PR #5222, opened 2021-10-18
docs: Update debug guidelines for Fault scenarios

kishore-sn:
Update debug guidelines for all fault scenarios in the HowToDebugACrash.md file.

### DIFF
--- a/docs/HowToDebugACrash.md
+++ b/docs/HowToDebugACrash.md
@@ -10,7 +10,8 @@ which resulted in the crash.
 - [Prerequisites](#prerequisites)  
 - [How to use addr2line](#how-to-use-addr2line)
 - [How to debug a crash with addr2line](#how-to-debug-a-crash-with-addr2line)
-- [Example debugging scenraio](#Example-debugging-scenario)
+- [Example debugging scenario](#Example-debugging-scenario)
+- [Understanding Debug messages during a fault](#Understanding-debug-messages-during-a-fault)
 
 ## Prerequisites
 1. To use addr2line, please enable below config.  
@@ -46,8 +47,8 @@ menuconfig -> Chip selection -> Dump stack on assertions
 ```
 
 ## How to use addr2line
-After build, use **addr2line** from linux shell.  
-Please refer to linux man page.  
+After build, use **addr2line** from Linux shell.  
+Please refer to Linux man page.  
 (https://man7.org/linux/man-pages/man1/addr2line.1.html)  
 Simple command is like below.  
 ```
@@ -63,7 +64,7 @@ For this to work, the ARM toolchain needs to be configured in the PATH:
 $ arm-none-eabi-addr2line -e [filepath] -a [address]
 ```
 
-However, if the toolchain path is not configured, or if you have mulitple versions of toolchain, then you may specify the complete path to the
+However, if the toolchain path is not configured, or if you have multiple versions of toolchain, then you may specify the complete path to the
 required addr2line tool as follows:
 ```
 $ /home/tools/gcc-arm-none-eabi-9-2019-q4-major/bin/arm-none-eabi-addr2line -e [filepath] -a [address]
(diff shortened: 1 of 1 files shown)


docs/HowToDebugACrash.md
```diff
@@ -161,3 +162,110 @@ Callstack from values in stackdump
...
+
+Armv8-m : https://developer.arm.com/documentation/ddi0553/latest
+
+### MemManage Fault Status Register (MMFSR)
+
+1. ```MMARVALID```
+
+Debug msg: Access violation occurred at address (MMFAR) : 0xAddress
+
+This message indicates that the address which caused the memfault is available to us. Check the printed address value. If the address is zero, it is probably caused due to a null pointer access. If the address value is non-zero, then the fault can the caused due to one of the following reasons.
```
abhishek-samsung, line 179: Please change "then the fault can 'the' caused due to" --> "then the fault can 'be' caused due to"

docs/HowToDebugACrash.md
```diff
@@ -161,3 +162,110 @@ Callstack from values in stackdump
...
+Debug msg: Data access violation occurred.
+
+Use the PC value and the address printed in the debug message to find which variable is causing an invalid data access as mention in point (1) above.
+
+
+3. ```IACCVIOL```
+
+Debug msg: Instruction access violation occurred while fetching instruction from an Execute Never (XN) region.
+
+Execution from an MPU region with no execute permission. Check the line number of PC and make sure that corresponding MPU region has the proper previlages.
```
jeongchanKim, line 208: `previlages` -> `privileges`

docs/HowToDebugACrash.md
```diff
@@ -161,3 +162,110 @@ Callstack from values in stackdump
...
+In both the above cases, the developer can use the addr2line tool along with the PC and LR values to find the line number in code, where the error has occured. Please note the following points:
+- The LR value points to the next instruction to be executed after return from a function call. So, the LR will point to a line number after a function in which the fault would have occured.
+- The LR and PC might not contain exact line numbers if the function was declared as "inline", or if some compiler optimization has caused the function to be inlined.
+
+
+2. ```DACCVIOL```
+
+Debug msg: Data access violation occurred.
+
+Use the PC value and the address printed in the debug message to find which variable is causing an invalid data access as mention in point (1) above.
```
dineshdas-samsung, line 201: mention - > mentioned

docs/HowToDebugACrash.md
```diff
@@ -161,3 +162,110 @@ Callstack from values in stackdump
...
+
+The only difference lies in the IMPRECISERR bit. This bit is set if an imprecise data access violation has occured. It means that the current PC value does NOT point to the instruction with caused the data access violation. The violation is caused by some previous instruction, but was delayed because memory accesses are not always synchronous. In order to debug this type of fault, the developer can check the previous few lines of code starting from the current PC value. The developer can also use the objdump tool to print the disassembly of the code at the current PC value and then check each assembly instruction which is either loading or storing values into the memory.
```
dineshdas-samsung, line 231: Did u mean  this -> instruction  "which "caused the data access violation?

docs/HowToDebugACrash.md
```diff
@@ -161,3 +162,110 @@ Callstack from values in stackdump
...
+
+5. ```MLSPERR```
+
+Debug msg: Error occurred during lazy state preservation of Floating Point unit registers.
+
+This bit also indicates an error during stacking of registers during exception handling.
+
+
+### Bus Fault Status Register (BFSR)
+A bus fault is vary similar to memory management fault as mentioned above. Any access of data or instructions from an invalid memory address can cause a bus fault. If the MPU is enabled, then most of such invalid accesses will result in a corresponding memfault. However, if the MPU is disabled, all invalid memory accesses result in bus fault. Bus faults can either be data abort or prefetch abort, based on whether the fault occured while accessing data or instructions. The BFARVALID, STKERR, UNSTKERR, LSPERR fields of this register are similar to the corresponding bits in the memfault scenario. The IBUSERR bit indicates an instruction access fault; whereas, the PRECISERR and IMPRECISERR bits indicate a data access violation. The PRECISERR is similar to DACCVIOL in the memfault register.
```
jeongchanKim, line 229: Is this intended to use `vary`, not `very`?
•••
Output the listing above exactly, keeping each line as it was.

PR #5222, opened 2021-10-18
docs: Update debug guidelines for Fault scenarios

kishore-sn:
Update debug guidelines for all fault scenarios in the HowToDebugACrash.md file.

### DIFF
--- a/docs/HowToDebugACrash.md
+++ b/docs/HowToDebugACrash.md
@@ -10,7 +10,8 @@ which resulted in the crash.
 - [Prerequisites](#prerequisites)  
 - [How to use addr2line](#how-to-use-addr2line)
 - [How to debug a crash with addr2line](#how-to-debug-a-crash-with-addr2line)
-- [Example debugging scenraio](#Example-debugging-scenario)
+- [Example debugging scenario](#Example-debugging-scenario)
+- [Understanding Debug messages during a fault](#Understanding-debug-messages-during-a-fault)
 
 ## Prerequisites
 1. To use addr2line, please enable below config.  
@@ -46,8 +47,8 @@ menuconfig -> Chip selection -> Dump stack on assertions
 ```
 
 ## How to use addr2line
-After build, use **addr2line** from linux shell.  
-Please refer to linux man page.  
+After build, use **addr2line** from Linux shell.  
+Please refer to Linux man page.  
 (https://man7.org/linux/man-pages/man1/addr2line.1.html)  
 Simple command is like below.  
 ```
@@ -63,7 +64,7 @@ For this to work, the ARM toolchain needs to be configured in the PATH:
 $ arm-none-eabi-addr2line -e [filepath] -a [address]
 ```
 
-However, if the toolchain path is not configured, or if you have mulitple versions of toolchain, then you may specify the complete path to the
+However, if the toolchain path is not configured, or if you have multiple versions of toolchain, then you may specify the complete path to the
 required addr2line tool as follows:
 ```
 $ /home/tools/gcc-arm-none-eabi-9-2019-q4-major/bin/arm-none-eabi-addr2line -e [filepath] -a [address]
(diff shortened: 1 of 1 files shown)


docs/HowToDebugACrash.md
```diff
@@ -161,3 +162,110 @@ Callstack from values in stackdump
...
+
+Armv8-m : https://developer.arm.com/documentation/ddi0553/latest
+
+### MemManage Fault Status Register (MMFSR)
+
+1. ```MMARVALID```
+
+Debug msg: Access violation occurred at address (MMFAR) : 0xAddress
+
+This message indicates that the address which caused the memfault is available to us. Check the printed address value. If the address is zero, it is probably caused due to a null pointer access. If the address value is non-zero, then the fault can the caused due to one of the following reasons.
```
abhishek-samsung, line 179: Please change "then the fault can 'the' caused due to" --> "then the fault can 'be' caused due to"

docs/HowToDebugACrash.md
```diff
@@ -161,3 +162,110 @@ Callstack from values in stackdump
...
+Debug msg: Data access violation occurred.
+
+Use the PC value and the address printed in the debug message to find which variable is causing an invalid data access as mention in point (1) above.
+
+
+3. ```IACCVIOL```
+
+Debug msg: Instruction access violation occurred while fetching instruction from an Execute Never (XN) region.
+
+Execution from an MPU region with no execute permission. Check the line number of PC and make sure that corresponding MPU region has the proper previlages.
```
jeongchanKim, line 208: `previlages` -> `privileges`

docs/HowToDebugACrash.md
```diff
@@ -161,3 +162,110 @@ Callstack from values in stackdump
...
+In both the above cases, the developer can use the addr2line tool along with the PC and LR values to find the line number in code, where the error has occured. Please note the following points:
+- The LR value points to the next instruction to be executed after return from a function call. So, the LR will point to a line number after a function in which the fault would have occured.
+- The LR and PC might not contain exact line numbers if the function was declared as "inline", or if some compiler optimization has caused the function to be inlined.
+
+
+2. ```DACCVIOL```
+
+Debug msg: Data access violation occurred.
+
+Use the PC value and the address printed in the debug message to find which variable is causing an invalid data access as mention in point (1) above.
```
dineshdas-samsung, line 201: mention - > mentioned

docs/HowToDebugACrash.md
```diff
@@ -161,3 +162,110 @@ Callstack from values in stackdump
...
+
+The only difference lies in the IMPRECISERR bit. This bit is set if an imprecise data access violation has occured. It means that the current PC value does NOT point to the instruction with caused the data access violation. The violation is caused by some previous instruction, but was delayed because memory accesses are not always synchronous. In order to debug this type of fault, the developer can check the previous few lines of code starting from the current PC value. The developer can also use the objdump tool to print the disassembly of the code at the current PC value and then check each assembly instruction which is either loading or storing values into the memory.
```
dineshdas-samsung, line 231: Did u mean  this -> instruction  "which "caused the data access violation?

docs/HowToDebugACrash.md
```diff
@@ -161,3 +162,110 @@ Callstack from values in stackdump
...
+
+5. ```MLSPERR```
+
+Debug msg: Error occurred during lazy state preservation of Floating Point unit registers.
+
+This bit also indicates an error during stacking of registers during exception handling.
+
+
+### Bus Fault Status Register (BFSR)
+A bus fault is vary similar to memory management fault as mentioned above. Any access of data or instructions from an invalid memory address can cause a bus fault. If the MPU is enabled, then most of such invalid accesses will result in a corresponding memfault. However, if the MPU is disabled, all invalid memory accesses result in bus fault. Bus faults can either be data abort or prefetch abort, based on whether the fault occured while accessing data or instructions. The BFARVALID, STKERR, UNSTKERR, LSPERR fields of this register are similar to the corresponding bits in the memfault scenario. The IBUSERR bit indicates an instruction access fault; whereas, the PRECISERR and IMPRECISERR bits indicate a data access violation. The PRECISERR is similar to DACCVIOL in the memfault register.
```
jeongchanKim, line 229: Is this intended to use `vary`, not `very`?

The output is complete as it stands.